Data to use ▸
PR #1530, opened 2026-06-30
docs(adr): consensus liveness and MPT alignments

scasplte2:


scasplte2:
closing in favor of #1531

PR #1531, opened 2026-06-30
chore: update ADRs, dedup function defs

scasplte2:
Adding ADRs to align the latest consensus liveness and MPT with the application code. Also addressed a small code duplication surfaced by @marcus-girolneto latest review


scasplte2:
The failing `E2E - delegated-staking` job here is a pre-existing flaky test, not a regression from this PR (which touches only ADRs/docs, a behavior-identical cert-builder refactor, and comments -- no reward/stake/balance code).

Root cause: the withdrawal balance assertion used a tight equality (`initialBalance + originalStake.totalBalance` within +-16 ulps), but the test wallet accrues delegated rewards during the multi-ordinal withdrawal-delay window (rewards only ever add), so the balance non-deterministically sits above expected. The same commit failed once (~1e14 datum over) and passed on re-run, confirming a timing race.

Fix is in #1534 (lower-bound assertion + retry, tolerating accrued-reward drift, mirroring the existing `assertBalanceChangeAfterTokenLock`). Once #1534 lands or this job is re-run, it should go green.

docs/adr/0016-consensus-determinism-source-of-truth.md
```diff
@@ -0,0 +1,40 @@
...
+Any value that either (a) enters a hashed consensus artifact, or (b) drives committee / quorum / leader derivation, MUST be a pure function of consensus-agreed inputs:
+
+- the prior signed outcome,
+- the frozen round-start committee,
+- signed declarations received in the round, or
+- a shared deterministic anchor that is *computed once by the leader, stored in the outcome, and re-read by followers* (never recomputed locally).
+
+Such a value must NEVER be derived from local observation, local counters or timers, wall-clock reads, live cluster membership, or per-node sidecar state.
+
+Fields that are inherently locally-divergent (per-peer scores, `recentRoundEndTimes`, per-peer maps) are split out as **operational** fields: emitted empty / `None` in the signed bytes and rebuilt round-by-round from the signed evidence window. Fields that must ride the proposal bytes are **proposal-critical** and obey the rule above.
```
ryle-ai, line 31: This lists `recentRoundEndTimes` flatly among the operational fields that are "emitted empty / `None` in the signed bytes and rebuilt round-by-round from the signed evidence window." That's accurate for the `ControllerEvidence` / `peerHistory` copy (`ControllerEvidenceDerivation` emits it as `None`), but the *outcome-level* `recentRoundEndTimes` is precisely NOT operational: per ADR-0020 the leader computes the median once, records it into the outcome, and followers re-read it (the "shared deterministic anchor" case (d) in the Decision above), and the code confirms it is consensus-agreed and read forward (`ConsensusEndTime` reads `parentEndTime` from the prior outcome's `recentRoundEndTimes`). So the same field name serves two roles, and listing it here without qualification reads as contradicting ADR-0020. Since the whole point of this ADR is to make contributors classify a field as proposal-critical vs operational, this dual-role field is exactly the case worth disambiguating -- e.g. note that the *peerHistory* copy is operational/`None` while the *outcome anchor* is the re-read deterministic-anchor case. Minor, non-blocking.

ryle-ai (commented):
Hygiene PR: ADR backfill, comment corrections, and a dedup of the cert-vote aggregation logic. The code change is the extraction of `CertVoteAggregation.poolSignersAndDivergence`, which is byte-for-byte faithful to the two inline implementations it replaces (group-by-signer within the witness pool, divergent-QC detection over all of a signer's votes before collapse, then per-signer representative by highest-QC-view with the total-`Signed` tiebreak). The implicit `Ordering[Signed[A]]` resolves at the unchanged call sites in both builders, and both `TimeoutVote`/`ViewChangeVote` carry `highestKnownQc: Option[ProposalQC]`, so the generic substitution type-checks and preserves behavior. The `0.67 -> 0.6666666666666666` comment correction in `ConsensusStateAdvancer` matches the shipped `dag-l0.conf` value.

One documentation-precision note on ADR-0016 (inline). Otherwise nothing blocking; the cert-builder change is behavior-identical and the ADRs are a useful capture of the v4.1.0 design history.

docs/adr/0027-operating-invariants.md
```diff
@@ -0,0 +1,28 @@
...
+
+2. **All networks deploy via full cold restart** (testnet / integrationnet / mainnet), all-or-nothing. There are no rolling upgrades and no version-skew tolerance. Every schema bump in this line assumes a coordinated cold restart; do not design for in-place or staggered upgrades.
+
+3. **Hypergraph and metagraph scale oppositely.** Global L0 / dag-l0 is the hypergraph: hundreds of nodes, supermajority quorum (`core = 9` is right for gl0). Metagraphs (currency-l0 / state channels) are few-node and run unanimity (`quorum = 1.0`). Per-environment config conditioned on this includes `clusterFloorActive` (ADR-0021) and B2 being inert on currency-l0 (ADR-0022). Do not transplant a hypergraph node-count assumption onto a metagraph or vice versa.
```
ryle-ai, line 21: `core = 9` is the *integrationnet* value, not the mainnet/hypergraph one. `dag-l0.conf` ships `core-committee-size` of `mainnet: 15`, `integrationnet: 9`, `testnet/dev: 3` -- and the conf's own comment (dag-l0.conf:155) reads "peers -> Core 15, integrationnet ~10 -> Core 9". Since this invariant is describing the "hundreds of nodes" hypergraph case, the example should be `core = 15` (or cite the per-env spread) so a reader doesn't come away thinking gl0 mainnet runs a Core of 9. Minor, non-blocking.

ryle-ai (commented):
Hygiene PR: ADR backfill (0016-0027), supersession headers on the older ADRs, comment corrections, and the dedup of the cert-vote aggregation logic. The `CertVoteAggregation.poolSignersAndDivergence` extraction is behavior-identical to the two inline implementations it replaces (group-by-signer within the witness pool, divergent-QC detection over all of a signer's votes before collapse, then per-signer representative by highest-QC-view with the total-`Signed` tiebreak). The implicit `Ordering[Signed[A]]` resolves at both call sites (both builders already require it for the downstream `SortedSet.empty[Signed[...]] ++ ...`), and both `TimeoutVote`/`ViewChangeVote` carry `highestKnownQc: Option[ProposalQC]`, so the generic substitution type-checks and preserves behavior.

One factual nit in ADR-0027 (inline). I also agree with the earlier ADR-0016 note re `recentRoundEndTimes` -- the outcome-anchor copy is the deterministic-anchor case, not operational, so listing the field name flatly under operational reads as contradicting ADR-0020. Both are documentation-precision points; nothing blocking, and the cert-builder change is a clean refactor.

ryle-goehausen (approved):

PR #51, opened 2020-11-03
update latest packages

jflinchbaugh:
while removing chef, a `microdnf update` was newly introduced, but that caused some conflicts between versions of rpm-lib, and blocked the build. we eliminated the update to proceed there, but having latest packages could be nice, so this brings back an update that wortks.

build: https://jenkins.ci.sonatype.dev/job/integrations/job/cloud/job/docker-nexus-iq-server-feature/job/update-latest-packages/

### DIFF
--- a/Dockerfile
+++ b/Dockerfile
@@ -33,7 +33,8 @@ LABEL vendor=Sonatype \
 USER root
 
 # For testing
-RUN microdnf install procps
+RUN dnf update --allowerasing -y \
+&& dnf install -y procps
 
 # Create folders
 RUN mkdir -p ${TEMP} \
--- a/Dockerfile.rh
+++ b/Dockerfile.rh
@@ -50,7 +50,8 @@ LABEL name="Nexus IQ Server image" \
 USER root
 
 # For testing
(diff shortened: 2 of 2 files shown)


Dockerfile
```diff
@@ -33,7 +33,8 @@ LABEL vendor=Sonatype \
 USER root
 
 # For testing
-RUN microdnf install procps
+RUN dnf update --allowerasing -y \
+&& dnf install -y procps
```
jflinchbaugh, line 37: this works, but there could be better approaches.

mealingr: > this works, but there could be better approaches.

I see `--allowerasing` seems like the essential part, and `microdnf` doesn't seem to support it whereas regular full blown `dnf` does

mealingr (approved):
+1

eduard-tita (approved):
:+1: LGTM

jflinchbaugh:
I thought maybe this PR introduced a pile of policy violations, but it appears they were already in master from a previous change. https://issues.sonatype.org/browse/CLM-17310

PR #53, opened 2020-11-05
Escape JAVA_OPTS so it is not evaluated during build time

mrook:


hboutemy:
it seems this is a little typo introduced in #48 
@mealingr can you have a look, please?
I didn't personally test the fix, but can confirm the initial bug: `start.sh` script does not contain the expected `${JAVA_OPTS}` but its empty evaluation from image build time

mealingr:
> it seems this is a little typo introduced in #48
> @mealingr can you have a look, please?
> I didn't personally test the fix, but can confirm the initial bug: `start.sh` script does not contain the expected `${JAVA_OPTS}` but its empty evaluation from image build time

Took a look and you're right, also tested this and it does seem to fix it, thanks @mrook for spotting this

mealingr (approved):
+1

jamengual:
interesting.

we use a similar method to this: https://stackoverflow.com/questions/53785577/passing-java-opts-to-spring-boot-application-through-docker-compose

you do not need to echo to a file to set the JAVA_OPTS

mrook:
@mealingr happy to help!

hboutemy:
I suppose the same update has to be made into `Dockerfile.rh`, even if I don't know when this Dockerfile is used

> you do not need to echo to a file to set the JAVA_OPTS

in fact, we echo to `start.sh` script, which is the script used as Dockerfile `ENTRYPOINT`

mealingr:
> I suppose the same update has to be made into `Dockerfile.rh`

I think you're right @hboutemy, @mrook I've merged your change for both Dockerfiles in https://github.com/sonatype/docker-nexus-iq-server/commit/af5db6f15195c0e6c6d84f83dcff80ac85edda96 and created a PR https://github.com/sonatype/docker-nexus-iq-server/pull/56 to update the docs with a workaround for 101 and 102, thanks again

mrook:
Cool, thanks!

PR #54, opened 2020-11-05
Specify uid and gid to prevent need to migrate ownership on base image change - CLM-17312

mealingr:
Bug: https://issues.sonatype.org/browse/CLM-17312

Starting IQ 101 via
`docker run -d -p 8070:8070 -p 8071:8071 --name nexus-iq-server sonatype/nexus-iq-server:1.101.0`

And checking the uid of the `nexus` user and the gid of the `nexus` group gives
```
id nexus
uid=997(nexus) gid=1000(nexus) groups=1000(nexus)
```
This PR specifically sets them to these values, which should prevent needing to take ownership of existing volumes when migrating in the future if the base image changes

### DIFF
--- a/Dockerfile
+++ b/Dockerfile
@@ -62,8 +62,8 @@ RUN cd ${TEMP} \
 && rm -rf ${TEMP}
 
 # Add group and user
-RUN groupadd nexus \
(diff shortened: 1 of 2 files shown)


shaikhu (approved):
+1

mr-zepol (approved):
+1

PR #55, opened 2020-11-10
Add Jenkinsfile to push README

mealingr:
Context: https://sonatype.slack.com/archives/CCBVDJZM4/p1605011621459900

### DIFF
--- a/Jenkinsfile.updateReadme
+++ b/Jenkinsfile.updateReadme
@@ -9,6 +9,7 @@ import com.sonatype.jenkins.pipeline.OsTools
 
 node('ubuntu-zion') {
   def branch,
+      readme,
       organization = 'sonatype',
       dockerHubRepository = 'nexus-iq-server'
   try {
@@ -16,6 +17,10 @@ node('ubuntu-zion') {
       deleteDir()
       def checkoutDetails = checkout scm
       branch = checkoutDetails.GIT_BRANCH == 'origin/master' ? 'master' : checkoutDetails.GIT_BRANCH
+      readme = readFile file: 'README.md', encoding: 'UTF-8'
+      readme = readme.replaceAll("(?s)<!--.*?-->", "")
+      readme = readme.replace("\"", "\\\"")
+      readme = readme.replace("\n", "\\n")
     }
     if (branch == 'master') {
       stage('Push README.md') {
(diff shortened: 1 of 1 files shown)


Jenkinsfile.updateReadme
```diff
@@ -0,0 +1,56 @@
...
+              url: "https://hub.docker.com/v2/repositories/${organization}/${dockerHubRepository}/"
+        }
+      }
+    }
+    else {
+      stage('Check README.md') {
+        def readme = readFile file: 'README.md', encoding: 'UTF-8'
+            readme = readme.replaceAll("(?s)<!--.*?-->", "")
+            readme = readme.replace("\"", "\\\"")
+            readme = readme.replace("\n", "\\n")
```
jflinchbaugh: Could the readme be processed before checking master branch, since you want it unconditionally? at least a private method?

Jenkinsfile.updateReadme
```diff
@@ -0,0 +1,56 @@
...
+            echo readme
+      }
+    }
+  } finally {
+    OsTools.runSafe(this, "docker logout")
+    OsTools.runSafe(this, 'git clean -f && git reset --hard origin/master')
```
jflinchbaugh: Q: I wonder if anything is really changed by this little job, so is this necessary?

Jenkinsfile.updateReadme
mealingr: > Could the readme be processed before checking master branch, since you want it unconditionally? at least a private method?

That makes more sense, done in https://github.com/sonatype/docker-nexus-iq-server/pull/55/commits/8122b877b52f21522169ec9607eb1730e6e04d77

Jenkinsfile.updateReadme
mealingr: > Q: I wonder if anything is really changed by this little job, so is this necessary?

I don't think it's needed since there's no changes, removed in https://github.com/sonatype/docker-nexus-iq-server/pull/55/commits/8122b877b52f21522169ec9607eb1730e6e04d77

jflinchbaugh (approved):
+1 looks like a convenient capability. I'll have to remember to go this route instead of all the switch parameters in one file that I've used previously. 👍

collinpeters (approved):
+1

FWIW there was chatter recently on updating the readme on https://hub.docker.com/r/sonatype/nexus-platform-cli (which is a base image for two other integrations) but we stopped because of the hurdles. This could become a good *generic* solution so perhaps in the future we can make this a generic Jenkins job where you provide the GH repo and Hub namespace and it pushes the readme. Just mentioning for future ideas.

PR #57, opened 2020-11-26
Reduce image size

hboutemy:
looking at compressed image size on DockerHub https://hub.docker.com/r/sonatype/nexus-iq-server/tags?page=1&ordering=last_updated
- release 100: 273.32 MB
- release 101: 383.21 MB
- release 102: 523.75 MB

Found 2 causes:
1. nexus-iq-server.jar (~130 MB) is stored twice because chown is done in a separate RUN
2. while installing procps, there is also an update of packages, which brings in a new release of OpenJDK

### DIFF
--- a/Dockerfile
+++ b/Dockerfile
@@ -36,12 +36,14 @@ USER root
 RUN dnf update --allowerasing -y \
 && dnf install -y procps
 
-# Create folders
+# Create folders, add group and user
 RUN mkdir -p ${TEMP} \
 && mkdir -m 0755 -p ${IQ_HOME} \
 && mkdir -m 0755 -p ${SONATYPE_WORK} \
 && mkdir -m 0755 -p ${CONFIG_HOME} \
-&& mkdir -m 0755 -p ${LOGS_HOME}
+&& mkdir -m 0755 -p ${LOGS_HOME} \
+&& groupadd -g 1000 nexus \
+&& adduser -u 997 -d ${IQ_HOME} -c "Nexus IQ user" -g nexus -s /bin/false -r nexus
 
 # Copy config.yml and set sonatypeWork to the correct value
 COPY config.yml ${TEMP}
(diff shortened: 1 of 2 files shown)


mealingr (approved):
+1 (tested these changes on another branch and the build passed https://jenkins.ci.sonatype.dev/job/integrations/job/cloud/job/docker-nexus-iq-server-feature/job/reduce_image_size/lastBuild)

bentmann:
> there is also an update of packages

That update was very recently added in https://github.com/sonatype/docker-nexus-iq-server/pull/51, the authors should get together to clarify the intent/ramfications.

From the outside, not using latest versions seems to increase the risk of distributing vulnerable versions.

mealingr:
> From the outside, not using latest versions seems to increase the risk of distributing vulnerable versions.

Fair point, it might be better to add the
```
RUN dnf update --allowerasing -y \
&& dnf install -y procps
```
lines back in for now and get the other changes through, can always revisit the package updates later

hboutemy:
I don't know what is the policy of RH base images regarding updates: if base images are not updated, yes, every consuming image will have to update OS packages provided by base (with implied duplicate)

notice that this question has been left unnoticed until adding `procps` package (for automated testing purpose): I suppose it was just that when adding a package, you usually update your distribution before
In 1.102.0 release, this updated the JDK, which is really a big package.
But in the 1.103.0 release, it seems base image already contained the update, then the duplicate size cost was really transient...

but for sure, the question of updating or not OS package can be worked on in a separate stream: chown of nexus-iq-server.jar is a useful improvement

hboutemy:
@mealingr do you want me to drop the second commit (remove dnf update) from the current PR?

mealingr:
> @mealingr do you want me to drop the second commit (remove dnf update) from the current PR?

@hboutemy I would vote to drop it for now to get the other changes merged faster

hboutemy:
@mealingr no problem, I did 2 commits because I knew that it was 2 completely separate aspects

I just removed the second commit: you'll decide later if you want to remove the `dnf update` or not

Dockerfile
```diff
@@ -60,14 +62,8 @@ RUN cd ${TEMP} \
 && tar -xvf nexus-iq-server-${IQ_SERVER_VERSION}-bundle.tar.gz \
 && mv nexus-iq-server-${IQ_SERVER_VERSION}.jar ${IQ_HOME} \
 && cd ${IQ_HOME} \
-&& rm -rf ${TEMP}
-
-# Add group and user
-RUN groupadd -g 1000 nexus \
-&& adduser -u 997 -d ${IQ_HOME} -c "Nexus IQ user" -g nexus -s /bin/false -r nexus
-
-# Change owner to nexus user
```
bentmann, line 69: While the changes here generally work, I'd like to propose a slightly different formatting that allows to preserve the logical blocks along with their commentary (cf. https://docs.docker.com/engine/reference/builder/#format):
https://github.com/sonatype/docker-nexus-iq-server/commit/189523172da892e1eec0e3e3673d712f0973cc45

hboutemy: oh, nice: if comments can be kept like this, I'm full +1

bentmann: Would you like to incorporate that technicality into your PR and we merge that then or shall I rather just run with my commit? I don't want to make it more complicated for you but ensure you don't feel your thunder has been stolen.

hboutemy: no problem, just merge your commit, it's simpler: I know you well, you didn't steal anything but added value :)

PR #58, opened 2020-12-07
use jenkins-shared explicitly

jflinchbaugh:
jenkins shared is no longer magically added, so explicitly include it. also switch to private pipeline.


tneer (approved):
+1 LGTM

PR #59, opened 2020-12-08
Fix location of audit.log

bentmann:
https://issues.sonatype.org/browse/CLM-17366

By the default configuration, the audit log is created at `./log/audit.log` which for the docker image translates to `/opt/sonatype/nexus-iq-server/log/audit.log`. However, the log files are expected to reside in `/var/log/nexus-iq-server/`, so these changes explicitly configure that location for the audit log as well.


kakumara (approved):
+1, LGTM

anna-d (approved):
+1

PR #60, opened 2020-12-08
Health check

bentmann:
https://issues.sonatype.org/browse/CLM-17495

As background:
- https://docs.docker.com/engine/reference/builder/#healthcheck
- https://curl.se/docs/manpage.html#-f

Unlike suggested in JIRA, this here pings the main port which is a more relevant indicator of the app's health. `--fail` tells curl to signal HTTP errors via its exit code which `|| exit 1` converts from 22 to 1 to comply with the Docker spec.

### DIFF
--- a/Dockerfile
+++ b/Dockerfile
@@ -80,6 +80,9 @@ VOLUME ${LOGS_HOME}
 EXPOSE 8070
 EXPOSE 8071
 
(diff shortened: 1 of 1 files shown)


targeter21 (approved):
+1

mealingr (approved):
+1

Brief ▸
Would you please copy every line from the listing above that contains the word "increase"?

Exercise output ▸
From the outside, not using latest versions seems to increase the risk of distributing vulnerable versions.
> From the outside, not using latest versions seems to increase the risk of distributing vulnerable versions.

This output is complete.